Monday, March 30, 2009

The “Fixed Economic Pie” Mythology STILL Holds Some Weight...




As if things haven’t been depressing enough lately, a recent Rasmussen Poll shows that a full "30% of Americans believe the government should make it illegal to pay movie stars and athletes more than $1 million per year."

There is a more support - but not much more - for capping the pay of corporate executives. Thirty-six percent (36%) say the federal government should make it illegal to pay any executive more than $1 million a year. The majority (54%), however, disagree.

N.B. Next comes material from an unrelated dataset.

Issue #3819, opened 2023-07-11
concatenated operations


barry-gallagher:
Hello,

We are making a lot of vertical datums, crs and transforms which seem to work thanks to #3616 (and #3617).  We wanted to add some concatenated operations and those seem to work unless I add a geographic 3d to geographic 3d step at the end.  Is the problem in trying to add a 3d transform at the end of what was mostly vertical, related to our custom authority or missing a step or method code?  Thanks in advance for any help or pointers on what I have done wrong, I've attached my prototype [proj.db.zip](https://github.com/OSGeo/PROJ/files/12017707/proj.db.zip).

Yes, a whopping 59% of Americans still oppose capping compensation for movie stars and sports figures, and 54% oppose capping CEO pay, but, the fact that younger Americans tend to favor government limits on celebrity salaries more than their elders and that, as expected, lower income Americans like them more than those whose annual salaries are higher, along with the fact that forty-two percent (42%) of women think a government limit on executive salaries is a good idea, compared to only 29% of men does not bode well at all.

Yes, indeed the vast majority of those young people will “grow up,” and out of those foolish, child-like ideas, but the numbers are still way too high!

The fact is there is hardly a myth more pernicious than the Malthusian one that goes, “There is only a certain amount of wealth available at any given time, so those who earn “too much” TAKE wealth away from those who wind up with too little.”

NOTHING could be further from the truth.

Wealth expands and contracts and the primary cause of wealth creation/expansion is investment and Capitalization.

Those who have Capital demand a good return, with a limited cut going to the government, for putting that Capital at risk...and rightly so.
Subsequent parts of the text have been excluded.